Film advance is a mechanism for moving film from one spool to another incrementally one frame at a time.
Advance may be a manual process, and may be called winding, advance, wind-on and various other terms, and may use, for example, a knob, key, lever, slider or thumbwheel. For this method there must be some way of stopping winding when the next frame is reached; typical methods are the red window, or some more positive method where the camera has a roller or sprockets measuring the film to stop the winding at the correct point - or the film has a single hole locating the frame, as in 110 and 126 cartridge films.
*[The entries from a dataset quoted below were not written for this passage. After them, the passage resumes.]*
PR #76, opened 2018-07-20
Stops deleting yarn.lock on clean.

diegoreymendez:
This PR is a tiny change that will prevent yarn.lock from being deleted when doing `yarn clean` or modified when doing `yarn install`.

This is actually a positive change for development, to avoid having all PRs updating `yarn.lock` continuously, which could introduce seemingly-random and actually-unrelated issues.

It will allow us to separate updates to that file into a task of its own.

Running `yarn install` will still make sure you have the required dependencies for the branch you're in, so this should not affect our ability to stay up to date when changing branches.

### Testing:

- Do `yarn clean` and make sure the `yarn.lock` isn't deleted.
- Do `yarn install` and make sure the `yarn.lock` isn't modified.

Some cameras uses more eccentric methods, such as the Werra and Agimatic, which has a ring around the lens for winding and the Voskhod has a lever rotating around the lens, or the Bencini Unimatic, where the shutter release button is pushed sideways to wind, and the Voigtländer Vitessa and Welta Penti - equipped with plungers. The Calypso uses the wind-on lever for releasing the shutter as well.
In many cameras, the film advance process also cocks the shutter, and, frequently, releasing the shutter unlocks the film advance - providing double-exposure protection.
| falling plate mechanism|
of the Conley Quick Shot
A few plate cameras - magazine cameras - (e.g. the Houghton Klito No.1) adopted a "falling plate" arrangement, where a number of plates were kept in a sprung magazine, usually behind the focal plane. After exposure, the exposed plate fell forward and down into a well, allowing the next one to move forward for use.
A related system had a magazine of plates, but a sliding mechanism to move them to the focal plane and back.
Many cameras - particularly later ones - have some form of automated wind-on, triggered by the shutter release. These use a clockwork mechanism (e.g. the Robot cameras or the Kodak Instamatic X-45; see Category:Spring motor), or an electric motor. On a number of SLR systems, there were add-on motor-wind devices (motor drives) produced between the 1960s and 1990s.